The formalization of the proof was completed on 2024-05-28.
\begin{code}[hide]
{-# OPTIONS --safe --without-K --lossy-unification #-}
open import MLTT.List hiding ([_])
open import MLTT.Spartan
open import UF.FunExt
open import UF.PropTrunc
open import UF.Size
open import UF.Subsingletons
open import UF.UA-FunExt
open import UF.Univalence
module Locales.LawsonLocale.SharpElementsCoincideWithSpectralPoints
(𝓤 : Universe)
(ua : Univalence)
(pt : propositional-truncations-exist)
(sr : Set-Replacement pt)
where
private
fe : Fun-Ext
fe {𝓤} {𝓥} = univalence-gives-funext' 𝓤 𝓥 (ua 𝓤) (ua (𝓤 ⊔ 𝓥))
pe : Prop-Ext
pe {𝓤} = univalence-gives-propext (ua 𝓤)
open import DomainTheory.BasesAndContinuity.Bases pt fe 𝓤
open import DomainTheory.BasesAndContinuity.Continuity pt fe 𝓤
open import DomainTheory.BasesAndContinuity.ScottDomain pt fe 𝓤
open import DomainTheory.Basics.Dcpo pt fe 𝓤 renaming (⟨_⟩ to ⟨_⟩∙)

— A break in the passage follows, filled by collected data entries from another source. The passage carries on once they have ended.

PR #682, opened 2025-08-13
Finish Documenting Naming Screen and Extract `namein` NARC

ljtpetersen:


res/graphics/naming_screen/meson.build
```diff
@@ -0,0 +1,96 @@
...
+    'naming_screen_dummy_0.png',
+    'naming_screen_unk_tiles.png',
+)
+
+naming_screen_sprites_pngs = files(
+    'naming_screen_sprites.png',
+    'naming_screen_unk_sprite.png',
+)
+
+naming_screen_pals = files('naming_screen.pal', 'naming_screen_sprites.pal')
```
h2o-DS: I think it would be slightly preferable to give each file its own line

res/text/generic_names.gmm
```diff
@@ -1,147 +1,147 @@
 <?xml version="1.0"?>
 <body language="English">
 	<key value="59361" />
-	<row id="pl_msg_00000427_00000" index="0">
+	<row id="GenericNames_PlayerMale_First" index="0">
```
h2o-DS, line 4: Are you doing some sort of parse later? Why is this not just name 0?

src/applications/naming_screen.c
```diff
@@ -2230,7 +2325,7 @@ static void NamingScreen_InitWindows(NamingScreen *namingScreen, ApplicationMana
     if (namingScreen->type == NAMING_SCREEN_TYPE_UNK4) {
         Graphics_LoadTilemapToBgLayerFromOpenNARC(
             narc,
-            6 + 3,
+            naming_screen_chars_bg_0_NSCR_lz + 3,
```
h2o-DS: What does the 3 represent?

src/unk_0203D1B8.c
```diff
@@ -1170,23 +1170,23 @@ static BOOL sub_0203DE98(FieldTask *param0)
...
-                v2->unk_0C->unk_14 = 1;
+                v2->unk_0C->noInput = 1;
             }
         } else if (v2->unk_0C->type == NAMING_SCREEN_TYPE_GROUP) {
             const u16 *v3 = Strbuf_GetData(v2->unk_0C->textInputStr);
             RecordMixedRNG *v4 = SaveData_GetRecordMixedRNG(fieldSystem->saveData);
 
             if (RecordMixedRNG_DoesCollectionContainGroup(v4, v3)) {
-                v2->unk_0C->unk_14 = 2;
+                v2->unk_0C->noInput = 2;
```
h2o-DS: What does 2 mean? I think this should get an enum.

h2o-DS (changes requested):

res/graphics/naming_screen/meson.build
ljtpetersen: Sure.

res/text/generic_names.gmm
ljtpetersen: The code doesn't refer to each generic name individually. Instead it picks a random number between the first and the last one, inclusive. So I used first to denote the start of the range and last to denote the end. I could definitely use 0 as well though.

src/applications/naming_screen.c
ljtpetersen: It doesn't reflect anything in particular. I have folded it in and replaced it with the appropriate index constant.

src/unk_0203D1B8.c
ljtpetersen: I'm not sure exactly what 2 means, in this context. The `noInput` field is never actually read by the naming screen. It serves as a return value for the result of the naming screen, `TRUE` if no name was input, `FALSE` otherwise. However, this function re-uses the `noInput` field to contain a different value, which, as best I can tell, is returned for certain script commands that open the naming screen.

The reason I hesitate to give this an enum is because the value 2 will never be returned by the naming screen, so it would be a bit misleading. The value 2 here is also only read from the `noInput` field by the same function that assigns it, after which the structure is freed. So, I would treat it more as a special value for this function than a value that should be associated with the naming screen.

lhearachel: > The `noInput` field is never actually read by the naming screen. It serves as a return value for the result of the naming screen, `TRUE` if no name was input, `FALSE` otherwise. However, this function re-uses the `noInput` field to contain a different value, which, as best I can tell, is returned for certain script commands that open the naming screen.

This sounds like it is actually just a return code, then...? What script commands reference it?

ljtpetersen: `ScrCmd_0BB`, `ScrCmd_21D`, and `ScrCmd_271` use it. It is a return code for these script commands.

lhearachel: I think we might want to re-classify this as an `exitCode`, similar to the bag interface, then.

h2o-DS (approved):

open import DomainTheory.Basics.WayBelow pt fe 𝓤
open import DomainTheory.Topology.ScottTopology pt fe 𝓤
open import DomainTheory.Topology.ScottTopologyProperties pt fe 𝓤
open import Locales.Compactness.Definition pt fe hiding (is-compact)
open import Locales.ContinuousMap.FrameHomomorphism-Definition pt fe
open import Locales.ContinuousMap.FrameHomomorphism-Properties pt fe
open import Locales.Frame pt fe
open import Locales.InitialFrame pt fe hiding (_⊑_)

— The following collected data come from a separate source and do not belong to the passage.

PR #687, opened 2025-08-16
Common script POC

metallicity:
This is just a quick example of how a few simple macros could allow `scripts_common.s` and calls to `CallCommonScript` to share the same script name, despite one wanting to use a label and the other wanting to use a constant for the script ID. This is achieved by replacing all `ScriptEntry` and their labels with macros that instead use `Common_\scriptName` in place of those labels. This ends up with `CommonScriptEntry HandleSignpostInput` at the top, with `DefCommon HandleSignpostInput:` at the actual label itself, and then `CallCommonScript HandleSignpostInput` to actually call into the script.

(note that under the hood I believe these labels actually resolve to, e.g. `Common_2000`, using the given script ID, which shouldn't matter too much, and I couldn't figure out a better way to do it)


asm/macros/scrcmd.inc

open import Locales.LawsonLocale.CompactElementsOfPoint 𝓤 fe pe pt sr
open import Locales.Point.SpectralPoint-Definition pt fe
open import Locales.ScottLocale.Properties pt fe 𝓤
open import Locales.ScottLocale.ScottLocalesOfScottDomains pt fe sr 𝓤
open import Locales.SmallBasis pt fe sr
open import Locales.Spectrality.SpectralMap pt fe
open import Locales.TerminalLocale.Properties pt fe sr
open import NotionsOfDecidability.Decidable
open import Slice.Family
open import UF.Equiv
open import UF.Logic
open import UF.Subsingletons-FunExt
open import UF.SubtypeClassifier renaming (⊥ to ⊥ₚ)
open AllCombinators pt fe
open DefinitionOfScottDomain
open Locale
open PropositionalTruncation pt hiding (_∨_)
\end{code}
\section{Preliminaries}
We define a version of the predicate `is-compact` that is packaged up with the
proof that it is a proposition.
\begin{code}
is-compactₚ : (𝓓 : DCPO {𝓤 ⁺} {𝓤}) → ⟨ 𝓓 ⟩∙ → Ω (𝓤 ⁺)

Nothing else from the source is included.